CERTAMEN PIROTÉCNICO " CRISTO DE LA
LAGUNA 2009 " TENERIFE.
Esta
tradicional exhibición convocará a algunas de las pirotecnias más destacadas
del Archipiélago, como El Carmen, Pirotecnia Toste y Pirotecnia Hnos.
Cabrera. La mañana de ayer día 13 de Septiembre comenzaron a montar sus
"castillos" de fuegos artificiales en la Montaña de San Roque. Este año, la
apertura de los fuegos del Cristo correrá a cargo de la pirotecnia Toste,
seguidos de Pirotecnia el Carmen y de Pirotecnia Hnos. Cabrera.
Los "castillos"donde se ubican los voladores se alinean en la ladera de San
Roque, en huertas cercanas que los vecinos de la zona ceden con motivo de la
festividad del Cristo. Aunque algunos particulares han presentado quejas por
las molestias derivadas de la organización del dispositivo pirotécnico, los
residentes de la Montaña de San Roque tradicionalmente han acogido con
ilusión la llegada de esta noche y han mantenido una estrecha colaboración
con el Ayuntamiento de La Laguna.
HISTORIA
Los fuegos artificiales no son un espectáculo por sí solo,
sino que forman parte de todo el escenario lúdico de la fiesta principal de
La Laguna. A pesar de que esta tradición, que se viene celebrando desde el
siglo XVIII, ha variado a lo largo de su historia, ha mantenido invariable
su recorrido original. El 14 de septiembre el Cristo Lagunero recorre las
calles de Aguere. A su paso por la iglesia de La Concepción se lanzan los
primeros fuegos desde la Torre; a continuación, cuando la procesión está
llegando a la calle Tabares de Cala, se encienden los tradicionales "gánigos"
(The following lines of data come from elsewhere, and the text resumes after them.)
PR #1152, opened 2026-04-24
MONGOCRYPT-834 fuzzing for oss-fuzz

mdb-ad:
# Background

Libmongocrypt will be added to [OSS-Fuzz](https://github.com/google/oss-fuzz) for continuous fuzz testing. On our end we only have to provide the fuzzing entry point: `LLVMFuzzerTestOneInput` which is linked into the fuzzing binary. 

# Design

The fuzzing engine which accepts binary inputs uses the first byte to decide on the target state. It provides some defaults (local encryption keys, etc.) until the state machine is ready to accept input and feeds the fuzzer generated data. A corpus of starting data derived from test inputs improves fuzzing efficiency.

# Coverage

The fuzzing added here covers 14.33% of libmongocrypt's functions.


test/data/fuzz_mongocrypt_corpus/op0_encrypt_aggregate
kevinAlbs, line 1: How were these binary files generated? Consider documenting in a new `doc/fuzzing.md` to describe how we can regenerate these if needed.

test/fuzz_mongocrypt.c
kevinAlbs, line 1: Though it may not be strictly needed for OSS-Fuzz, suggest adding a CMake target to help test locally:

```cmake
option (ENABLE_FUZZING "Build fuzzing targets. Requires a compiler supporting -fsanitize=fuzzer." OFF)
# ...
if (ENABLE_FUZZING)
   include (CheckCCompilerFlag)
   check_c_compiler_flag ("-fsanitize=fuzzer" COMPILER_SUPPORTS_FUZZER)
   if (NOT COMPILER_SUPPORTS_FUZZER)
      message (FATAL_ERROR
         "ENABLE_FUZZING is ON but the compiler does not support -fsanitize=fuzzer. "
      )
   endif ()

   add_executable (fuzz_mongocrypt EXCLUDE_FROM_ALL test/fuzz_mongocrypt.c)
   target_include_directories (fuzz_mongocrypt PRIVATE ./src)
   target_link_libraries (fuzz_mongocrypt PRIVATE mongocrypt_static _mongocrypt::libbson_for_static)
   target_compile_options (fuzz_mongocrypt PRIVATE -fsanitize=fuzzer)
   target_link_options (fuzz_mongocrypt PRIVATE -fsanitize=fuzzer)
endif ()
```

Tip: I can run this locally on macOS by using the compilers included in `brew install llvm`:
```bash
cmake \
  -DCMAKE_C_COMPILER="/opt/homebrew/opt/llvm/bin/clang" \
  -DCMAKE_CXX_COMPILER="/opt/homebrew/opt/llvm/bin/clang++" \
  -DENABLE_FUZZING=ON \
  -Bcmake-build
```

test/fuzz_mongocrypt.c
```diff
@@ -0,0 +1,329 @@
...
+        if (input_bin) {
+            init_ok = mongocrypt_ctx_explicit_decrypt_init(ctx, input_bin);
+        }
+        break;
+
+    case OP_DATAKEY: {
+        /* Set up key encryption key for local provider. */
+        uint8_t kek_bson[] = {
+            /* {"provider": "local"} as BSON */
+            0x1b, 0x00, 0x00, 0x00,                                     /* doc len = 27 */
```
kevinAlbs:
```suggestion
            0x19, 0x00, 0x00, 0x00,                                     /* doc len = 27 */
```

Careful. Length appears incorrect. Contents can be checked with PyMongo using `bson.decode`:
```python
bson.decode(bytearray([
    0x19, 0x00, 0x00, 0x00,
    0x02,
    ord('p'), ord('r'), ord('o'), ord('v'), ord('i'), ord('d'), ord('e'), ord('r'), 0x00,
    0x06, 0x00, 0x00, 0x00,
    ord('l'), ord('o'), ord('c'), ord('a'), ord('l'), 0x00,
    0x00
]))
# {'provider': 'local'}
```

test/fuzz_mongocrypt.c
```diff
@@ -0,0 +1,329 @@
...
+            0x02,                                                        /* type: string */
+            'p', 'r', 'o', 'v', 'i', 'd', 'e', 'r', 0x00,              /* key */
+            0x06, 0x00, 0x00, 0x00,                                      /* string len = 6 */
```
kevinAlbs: Suggest running file through clang-format to align comments.

test/fuzz_mongocrypt.c
```diff
@@ -0,0 +1,329 @@
...
+
+    case OP_EXPLICIT_ENCRYPT_EXPRESSION: {
+        uint8_t key_id[16];
+        memset(key_id, 0x61, sizeof(key_id));
+        mongocrypt_binary_t *kid_bin = mongocrypt_binary_new_from_data(key_id, sizeof(key_id));
+        if (kid_bin) {
+            mongocrypt_ctx_setopt_key_id(ctx, kid_bin);
+            mongocrypt_binary_destroy(kid_bin);
+        }
+        mongocrypt_ctx_setopt_algorithm(ctx, "AEAD_AES_256_CBC_HMAC_SHA_512-Deterministic", -1);
```
kevinAlbs: Set algorithm and queryType to "range".

I expect the call to `mongocrypt_ctx_explicit_encrypt_expression_init` always fails. Encrypt expression requires algorithm and queryType both be set to range.

libmongocrypt checks the queryType for encryptExpression is "range" ([1](https://github.com/mdb-ad/libmongocrypt/blob/695fd85c6f178e8c5456ac12f615dc49878baa06/src/mongocrypt-ctx-encrypt.c#L2263-L2267)) and later that queryType matches algorithm ([2](https://github.com/mdb-ad/libmongocrypt/blob/695fd85c6f178e8c5456ac12f615dc49878baa06/src/mongocrypt-ctx-encrypt.c#L2164)).

test/fuzz_mongocrypt.c
mdb-ad: Added libbson to the fuzzer so the manual encoding is no longer needed

test/data/fuzz_mongocrypt_corpus/op0_encrypt_aggregate
mdb-ad: Added a standalone Python script that generates each input

kms-message/src/kms_kmip_response_parser.c
```diff
@@ -105,6 +105,10 @@ kms_kmip_response_parser_feed (kms_kmip_response_parser_t *parser,
       uint32_t temp;
       memcpy (&temp, parser->buf->str + FIRST_LENGTH_OFFSET, sizeof (uint32_t));
       parser->first_len = KMS_UINT32_FROM_BE (temp);
+      if (parser->first_len > (uint32_t) INT32_MAX) {
+         KMS_ERROR (parser, "KMIP response length field too large");
+         return false;
+      }
```
kevinAlbs, line 117: Do `git merge master`. This change should no longer be needed with the fix of 92b51448b2a1808b6d8a66e5bc22637228cc520d

test/fuzz_mongocrypt.c
```diff
@@ -0,0 +1,380 @@
...
+            }
+            if (feed_len > 0) {
+                const uint8_t *feed_data = fuzz_consume(data, remaining, feed_len);
+                if (feed_data) {
+                    mongocrypt_binary_t *bin =
+                        mongocrypt_binary_new_from_data((uint8_t *)feed_data, (uint32_t)feed_len);
+                    if (bin) {
+                        mongocrypt_ctx_mongo_feed(ctx, bin);
+                        mongocrypt_binary_destroy(bin);
+                    }
```
kevinAlbs: Suggest removing unnecessary NULL check. I expect `mongocrypt_binary_new_from_data` cannot return NULL (it uses `bson_malloc0`, which aborts on allocation failure).

Suggestion also applies to other calls of `mongocrypt_binary_new_from_data`.

test/gen_fuzz_corpus.py
```diff
@@ -0,0 +1,200 @@
...
+machine.  For NEED_MONGO_* states it reads a 2-byte LE length then that many
+bytes; for NEED_KMS it reads exactly bytes_needed bytes from the KMS context.
+
+Op selectors (must match the enum in fuzz_mongocrypt.c):
+  0  OP_ENCRYPT
+  1  OP_DECRYPT
+  2  OP_EXPLICIT_ENCRYPT
+  3  OP_EXPLICIT_DECRYPT
+  4  OP_DATAKEY            (input_bin ignored; extra bytes unused unless
+  5  OP_REWRAP_MANY_DATAKEY  state machine needs feeding)
```
kevinAlbs: I expect comment only applies to OP_DATAKEY.
```suggestion
  4  OP_DATAKEY            (input_bin ignored; extra bytes unused unless state machine needs feeding)
  5  OP_REWRAP_MANY_DATAKEY  
```

test/gen_fuzz_corpus.py
```diff
@@ -0,0 +1,200 @@
+#!/usr/bin/env python3
+"""
+Generate seed corpus files for the fuzz_mongocrypt fuzzer.
+
+Each corpus file has the format:
+  [1 byte: op selector] [BSON payload for the init call] [optional extra bytes]
+
+The optional extra bytes are consumed by drive_ctx() as it walks the state
+machine.  For NEED_MONGO_* states it reads a 2-byte LE length then that many
+bytes; for NEED_KMS it reads exactly bytes_needed bytes from the KMS context.
```
kevinAlbs: IIUC this is describing how the input bytes are read:

```suggestion
bytes; for NEED_KMS it reads exactly bytes_needed bytes from the input.
```

test/gen_fuzz_corpus.py
```diff
@@ -0,0 +1,200 @@
...
+# Corpus entries
+# ---------------------------------------------------------------------------
+
+def build_entries() -> dict[str, bytes]:
+    entries: dict[str, bytes] = {}
+
+    # -- OP_ENCRYPT (0) ------------------------------------------------------
+    # mongocrypt_ctx_encrypt_init expects a command BSON doc.
+    for cmd, coll in [("find", "test"), ("aggregate", "test"), ("insert", "test")]:
+        name = f"op0_encrypt_{cmd}"
```
kevinAlbs: Minor: remove "test" from list since it does not differ.
```suggestion
    for cmd in ["find", "aggregate", "insert"]:
        coll = "test"
```

test/gen_fuzz_corpus.py
kevinAlbs, line 1: Re-run `test/gen_fuzz_corpus.py`. Running locally generates files not in `data/fuzz_mongocrypt_corpus` (e.g. `crash-kmip-parser-overflow`).

kevinAlbs (approved):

de fuego en las laderas de San Roque, y a su llegada a la plaza del Cristo
ubican al Crucificado Moreno en el Templete para presenciar los Fuegos del
Risco.
Los festejos finalizan con una gran traca de voladores y la quema de las
ruedas de fuego, ofrendas que los laguneros hacían a su patrón.
En 1749, el regidor José de Anchieta y Alarcón describió los fuegos lanzados
desde la Torre de la Concepción afirmando que "toda la plaza está en dos
filas de palos, y encima, como al alto de un hombre, un gánigo de alquitrán;
hubo tres cargas de camaretas, montantes y ruedas, cada vez cinco y
voladores y de lágrimas; al entrar y salir La Comunidad (Dominica) por la
mañana hay cámaras y a
la tarde, a vísperas; y al irse iban faroles
alumbrando de los altos." Esta noche, el cielo de nuevo entrará en la
historia.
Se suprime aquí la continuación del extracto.